The British make a case that Wajid was effeminate, childlike, and emasculated by spending his time with women and eunuchs. This the British considered inappropriate, believing that he was easily controlled by them. Wajid, however, employed people of all identities without qualms. Khwajasaras, for example, were given positions of power equal to those of the aristocracy. The way Wajid attributed value to people was based not on their origin but rather on their accomplishments, especially in terms of the arts. These individuals are described in colonial texts – such as that of Sidney Hay – as “low caste,” “lewd entertainers,” and “low friends,” and the act of keeping their company as “disgusting debauchery”. That did not align with the British idea of political behaviour (astuteness) and they were quick to attribute Wajid as incapable to rule because of these reasons.

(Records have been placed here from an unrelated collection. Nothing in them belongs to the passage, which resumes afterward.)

PR #2230, opened 2023-06-28
Add `ParticleTracker`

JaydenR2305:
Reorganizes the `Tracker` class, which includes routines specific to proton radiography, into a specific `ChargedParticleRadiographyTracker` class and parent `ParticleTracker` class.

### DIFF
--- a/plasmapy/diagnostics/charged_particle_radiography/synthetic_radiography.py
+++ b/plasmapy/diagnostics/charged_particle_radiography/synthetic_radiography.py
@@ -5,7 +5,11 @@ methods of 'inverting' experimentally created radiographs to reconstruct the
 original fields (under some set of assumptions).
 """
 
-__all__ = ["Tracker", "synthetic_radiograph"]
+__all__ = [
+    "ParticleTracker",
+    "ChargedParticleRadiographyTracker",
+    "synthetic_radiograph",
+]
 
 import astropy.constants as const
 import astropy.units as u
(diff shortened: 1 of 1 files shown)


changelog/2230.breaking.rst
JaydenR2305, line 1: I *think* breaking is the correct term here? As opposed to 'feature'

plasmapy/diagnostics/charged_particle_radiography/synthetic_radiography.py
```diff
@@ -71,7 +75,447 @@ def _coerce_to_cartesian_si(pos):
...
+                " of particles "
+                f"({x.shape[0]} and {v.shape[0]} respectively)."
+            )
+        else:
+            self.nparticles = x.shape[0]
+
+        self.x = x.to(u.m).value
+        self.v = v.to(u.m / u.s).value
+
+        self.theta = np.arccos(
```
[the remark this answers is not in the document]
JaydenR2305: glad these made it!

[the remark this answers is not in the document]
JaydenR2305: This function was part of the `load_particle` function, which we decided was the generalized `create_particle` method. Should I create a `load_particle` for `ChargedParticleRadiography` that calculates these quantities but calls the `load_particle` inside `ParticleTracker`?

JaydenR2305:
What should be done with the `_remove_deflected_particles` method? Should we account for both tracked and untracked particles in this method? I understand we only need `self.x_tracked` for input into the particle tracker but does `_remove_deflected_particles` need both tracked and untracked particles?

plasmapy/simulation/particle_tracker.py
```diff
@@ -0,0 +1,439 @@
...
+            disable=not self.verbose,
+            desc="Particles on grid",
+            unit="particles",
+            bar_format="{l_bar}{bar}{n:.1e}/{total:.1e} {unit}",  # noqa: FS003
+            file=sys.stdout,
+        )
+
+        # Push the particles until the stop condition is satisfied
+        # (no more particles on the simulation grid)
+        while True:  # not stop_condition():
```
JaydenR2305, line 410: Since we aren't defining the radiography tracer to be a subclass of the general tracer, I ran into some issues with passing arguments to the `stop_condition` method. How would you recommend I proceed?

plasmapy/diagnostics/charged_particle_radiography/synthetic_radiography.py
```diff
@@ -755,53 +677,14 @@ def load_particles(
...
-        # with the largest gridstep
-        return np.where(dt == np.inf, np.max(gridstep), dt)
+        Update the x_all and v_all quantities.
+        This function is called after each push to ensure the position and velocities
+        properties contain up-to-date quantities.
+        """
+        self.x_all = np.concatenate((self.x_not_tracked, self.Tracker.x))
+        self.v_all = np.concatenate((self.v_not_tracked, self.Tracker.v))
 
     def _coast_to_grid(self):
```
pheuer, line 689: Problem to consider if you want: is there a better way of evolving particles to the grid so they all go right to the grid, rather than just the 'first' particle?

plasmapy/diagnostics/charged_particle_radiography/synthetic_radiography.py
```diff
@@ -866,9 +752,9 @@ def _remove_deflected_particles(self):
         Removes any particles that have been deflected away from the detector
```
pheuer, line 752: Try `removing` by setting self.x = NaN?

plasmapy/diagnostics/charged_particle_radiography/synthetic_radiography.py
```diff
@@ -1129,54 +902,24 @@ def run(
...
 
-        self._log(
-            "Fraction of tracked particles deflected away from the "
-            "detector plane: "
-            f"{self.fract_deflected*100}%"
-        )
+    def _push(self):
+        # entered_grid is zero at the end if a particle has never
+        # entered any grid
+        self.entered_grid += np.sum(self.Tracker.on_grid, axis=-1)
```
pheuer, line 919: Move back to particle tracker

pheuer (commented):
Looks good! Start thinking about tests for a single particle: gyro orbit/energy conservation and maybe ExB drift.

plasmapy/diagnostics/charged_particle_radiography/synthetic_radiography.py
```diff
@@ -897,107 +771,6 @@ def _remove_deflected_particles(self):
...
-
-    @property
-    def on_any_grid(self):
-        """
-        Binary array for each particle indicating whether it is currently
-        on ANY grid.
-        """
-        return np.sum(self.on_grid, axis=-1) > 0
-
     def _stop_condition(self):
```
pheuer, line 774: Let's have this be a function (could be a static method of this class) that gets passed to ParticleTracker 

e.g. 

```python
class SyntheticRadiograh: 

@staticmethod
def _stop_condition(particle_tracker):

# Determine how many particles have entered and then left the grid 

if < threshold: 
return fract_entered # for progress bar 

else:
return True


class ParticleTracker:

def run( stop_condition=None):

# If None, use a default stopping condition function

stop=False
while not stop:
stop = _stopping_condition(self)
if stop is not True: 
nentered = stop
stop = False



```

plasmapy/diagnostics/charged_particle_radiography/synthetic_radiography.py
```diff
@@ -1047,137 +843,65 @@ def run(
...
-            )
+        self._validate_inputs(field_weighting)
 
         # If meshes have been added, apply them now
         for mesh in self.mesh_list:
             self._apply_wire_mesh(**mesh)
 
-        # Store a copy of the initial velocity distribution in memory
-        # This will be used later to calculate the maximum deflection
-        self.v_init = np.copy(self.v)
```
pheuer, line 1105: This line should stay here (only store the init arrays for the charged particle radiography case)

plasmapy/diagnostics/charged_particle_radiography/synthetic_radiography.py
```diff
@@ -5,24 +5,25 @@
...
 from typing import Union
 
-from plasmapy import particles
 from plasmapy.formulary.mathematics import rot_a_to_b
-from plasmapy.particles import Particle
+from plasmapy.particles import Particle, particle_input
 from plasmapy.plasma.grids import AbstractGrid
-from plasmapy.simulation.particle_integrators import boris_push
+from plasmapy.simulation.particle_tracker import (
+    ParticleTracker as GeneralParticleTracker,
```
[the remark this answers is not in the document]
JaydenR2305: Should I change the radiography tracker to `RadiographyTracker` then? I do this to avoid namespace collision

plasmapy/diagnostics/charged_particle_radiography/synthetic_radiography.py
```diff
@@ -720,23 +655,7 @@ def load_particles(
...
-                "Provided x and v arrays have inconsistent numbers "
-                " of particles "
-                f"({x.shape[0]} and {v.shape[0]} respectively)."
-            )
-        else:
-            self.nparticles = x.shape[0]
-
-        self.x = x.to(u.m).value
-        self.v = v.to(u.m / u.s).value
+        self.load_particles(x, v, particle=particle)
```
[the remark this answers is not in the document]
JaydenR2305: oops should be super()

plasmapy/diagnostics/charged_particle_radiography/synthetic_radiography.py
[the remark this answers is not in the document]
pheuer: Oh sorry, I see what you're doing: yes this is fine to avoid the local namespace collision.

plasmapy/simulation/particle_tracker.py
```diff
@@ -0,0 +1,440 @@
...
+    @property
+    def on_any_grid(self):
+        """
+        Binary array for each particle indicating whether it is currently
+        on ANY grid.
+        """
+        return np.sum(self.on_grid, axis=-1) > 0
+
+    @staticmethod
+    def _stop_condition():
```
pheuer, line 318: Assuming this is just a placeholder, but I think it needs a reasonable default stop condition option, like running to a pre-determined time.

plasmapy/simulation/particle_tracker.py
```diff
@@ -0,0 +1,440 @@
...
+
+    @property
+    def vmax(self):
+        """
+        Calculate the maximum velocity.
+        Used for determining the grid crossing maximum timestep.
+        """
+        return np.max(np.linalg.norm(self.v, axis=-1))
+
+    def _validate_inputs(self, field_weighting: str):
```
pheuer, line 329: I'm not sure this really belongs in it's own function: it's only called once. If so, I would call it `_validate_inputs_run` and have it handle all the arguments for `run`.  Or `_validate_field_weighting_str` if it only does this

plasmapy/simulation/particle_tracker.py
```diff
@@ -0,0 +1,440 @@
...
+        if field_weighting in field_weightings:
+            self.field_weighting = field_weighting
+        else:
+            raise ValueError(
+                f"{field_weighting} is not a valid option for ",
+                "field_weighting. Valid choices are",
+                f"{field_weightings}",
+            )
+
+        # Check to make sure particles have already been generated
```
pheuer, line 341: Either way, this should definitely just be in run

plasmapy/simulation/particle_tracker.py
JaydenR2305: It's called first inside the function body for `run` defined in both classes. I was running into an issue with the test cases where the radiography `run` would stop some particles causing the `grid_ind` mask to not represent all of the cases not being tested. I converted the check into a function to ensure we are testing the value of field weighting at the beginning of both `run` functions for consistency. I agree, `_validate_field_weighting_str` would probably be a better name though

plasmapy/diagnostics/charged_particle_radiography/synthetic_radiography.py
```diff
@@ -71,7 +75,447 @@ def _coerce_to_cartesian_si(pos):
...
+        # Used for determining the grid crossing maximum timestep
+        self.vmax = np.max(np.linalg.norm(self.v, axis=-1))
+
+        # Initialize a "progress bar" (really more of a meter)
+        # Setting sys.stdout lets this play nicely with regular print()
+        pbar = tqdm(
+            initial=0,
+            total=self.nparticles_grid + 1,
+            disable=not self.verbose,
+            desc="Particles on grid",
```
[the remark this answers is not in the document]
JaydenR2305: What should we do for the total in the progress bar? Currently we have `total=self.nparticles_tracked + 1,` which obviously wouldn't work for the general tracker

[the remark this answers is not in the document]
pheuer: Now I'm maybe leaning back towards making the ChargedParticleRadiography class a subclass of ParticleTracker (your idea of using NaN to separate the particles makes that simpler). Then you could just overwrite the entire run method and the stopping condition? What do you think?

plasmapy/diagnostics/charged_particle_radiography/synthetic_radiography.py
pheuer: That's weird - maybe it doesn't like that it takes an instance of the class as an argument? 

What if each stopping condition was just a method (e.g. `_time_elapsed_stopping_condition`, `_particles_on_grid_stopping_condition` and then `self._stopping_condition` was an attribute that you could set equal to one of the other methods, choosing which one is used?

plasmapy/simulation/particle_tracker.py
JaydenR2305: The `test_run_options` test doesn't like it when I do the validation in the general `run` function so I had to make sure this condition is checked in both `run` functions

pheuer (commented):
Looks good! Here are some comments

plasmapy/simulation/particle_tracker.py
```diff
@@ -0,0 +1,590 @@
...
+
+class TimestepSavingRoutine(AbstractSavingRoutine):
+    """Saving routine corresponding to saving a hdf5 file every time step."""
+
+    def __init__(self, output_directory):
+        self.output_directory = output_directory
+
+    def post_push_hook(self, particle_tracker):
+        """Save an hdf5 file containing simulation positions and velocities after every push."""
+        if not isinstance(particle_tracker.dt, float):
```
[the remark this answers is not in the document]
JaydenR2305: Should we save when t=0 as well?

plasmapy/simulation/particle_tracker.py
JaydenR2305: I've moved this to the `_enforce_particle_creation` method which seems like a better spot for it

JaydenR2305:
This pull request is being split in two, with a request for the `ParticleTracker` in the `simulation` module and another for the tracker in the `charged_particle_radiography` module.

The text also clearly highlights the disdain in the writer’s voice for not just the important positions but also the “enormous fortunes” the khwajasaras and other people of lower rank and privilege under the employ of the nawab were making. Vanita’s work gives us a more nuanced understanding of gender roles in Awadh. She cites Khalil Ahmed Siddiqi’s use of the term auratparasti, which translates to “women-adoring,” to describe the nawabs of Lucknow and the urban style that emerged due to this adoration. She argues that “the political and cultural prominence of women in Awadh’s court culture, which has been seen as symptomatic of its effeminacy,” can be read as indicative of the “culture’s strength rather than weakness”. The nawabs advanced a feminised culture that did not remain contained within the private realm of the palace. It spilled out into the public realm on certain occasions, where men would imitate the nawabs. Such feminised cultural proliferation was a shock to the colonial writers who used the word “effeminate” as a derogatory term to describe the inhabitants of Lucknow.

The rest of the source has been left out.